The treaty had raised much hopes about creating a strong and unambiguous international instrument bringing to a halt the further privatization of crop genetic resources and ushering in a complete safeguard of the rights of farmers. But it has obviously failed to do so. A lot has been left to future interpretation and debate once the governing body starts meeting.

So, the new treaty is hardly expected to play an instrumental role in promoting food security and sustainable management of biodiversity. The weak text agreed upon in November favours the food multinationals and enables them to exploit the ambiguities in it to illegally use genetic resources wherever possible.

The developing countries can still meet the challenge by turning the ambiguous space in the treaty into a tool that promotes food sovereignty and farmers' interests. But for that to happen, governments will have to make clear choices - the ones they avoided while finalizing the treaty.

It goes without saying that agricultural diversity that feeds the world was created through the free exchange of seeds by farmers within and between communities, countries and continents. This free exchange must continue. But the treaty is ambiguous on this point.

The text says that no IPRs may be claimed from the genetic resources covered by the treaty. But the UK, EU countries and others are insistent that the weasel words inserted into the text mean that they should have the right to privatize resources extracted from the common pool covered by the treaty, if these resources are modified and are no longer "in the form received".

Those developing countries which are eager to support the conservation efforts of their farmers will find themselves increasingly at war with corporate interests as they struggle to defend free access in the upcoming negotiations on a universal Material Transfer Agreement - the agreement that provides the rules of access to the common resources covered by the treaty.

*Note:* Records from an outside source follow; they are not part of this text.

PR #891, opened 2023-12-05
Temporarly pin ansible-core

cjeanner:
ansible-core 2.15.7 is out, and apparently there was a change in the way
it passes down some parameters to the custom plugins.

This is mostly a workaround in order to get the time to fix ci_script
and, probably, ci_make plugins.

### DIFF
--- a/ansible-requirements.txt
+++ b/ansible-requirements.txt
@@ -1,4 +1,5 @@
 ansible>=7.0.0
+ansible-core<2.15.6
 importlib-metadata
 jsonschema  # MIT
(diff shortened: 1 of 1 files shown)


raukadah (approved):
/approve

cjeanner:
The patches triggers all of molecules and deploys. All of the finished jobs were green (molecule), and prow is back on green as well. In addition, we got a proof of work on a broken env. This is, again, a temporary fix, while we're working on the actual fix in the modules/plugins.

PR #896, opened 2023-12-05
Add sudo into nft

arxcruz:
For some reason, even using become: true, nft command fails because it's not using sudo. Adding sudo here to fix it. Probably some update in the nft package or in ansible that breaks it.

  - [ ] README in the role


ci_framework/roles/registry_deploy/tasks/main.yml
```diff
@@ -51,7 +51,7 @@
   when:
     - cifmw_rp_registry_firewall | bool
   ansible.builtin.command: >-
-    nft insert rule ip filter INPUT tcp dport {{ cifmw_rp_registry_port }} counter accept
+    sudo nft insert rule ip filter INPUT tcp dport {{ cifmw_rp_registry_port }} counter accept
```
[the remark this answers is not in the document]
bshewale: https://sf.hosted.upshift.rdu2.redhat.com/logs/83/448483/10/check/container-tcib-build-rhel-9-rhos-18-local-component-cinder/95f235f/job-output.txt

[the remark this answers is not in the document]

The governing body, made up of all the countries that have ratified the treaty, will face great pressure from powerful rich countries seeking privatization of the resources taken from the common gene pool. And these same countries are the ones that should, in fact, be paying for the conservation programmes but, it seems, they will not do so unless their demands are accepted.

The future of agriculture depends on international cooperation and on the open exchange of the crops and their genes that farmers all over the world have developed and exchanged over 10,000 years. No country is sufficient in itself. All depend on crops and the genetic diversity within these crops from other countries and regions.

There are a number of issues that will require clarification by the governing body. These are:

1. Will the treaty allow new crop varieties or genes from food crops, if extracted, transformed or modified and included in new varieties, to be patented and have other intellectual property rights claims? If permitted this would facilitate removal of these vital genetic resources from the public domain. The spread of patented genes in the environment would undermine farmers' rights.

2. Will the Material Transfer Agreement (MTA) that has to be developed be equitable and protect crop genetic resources from privatization?

3. Will the treaty be recognized as the competent authority to deal with plant genetic resources for food and agriculture by the World Trade Organisation and especially its Agreement on Trade Related aspects of Intellectual Property Rights (TRIPs) with respect to these resources?

4. Will the treaty provide benefits and funding commensurate with the contribution that farmers have made over past centuries to the development of the diversity of crops?

5. Will the treaty's governing body insist on full international recognition of farmers' rights?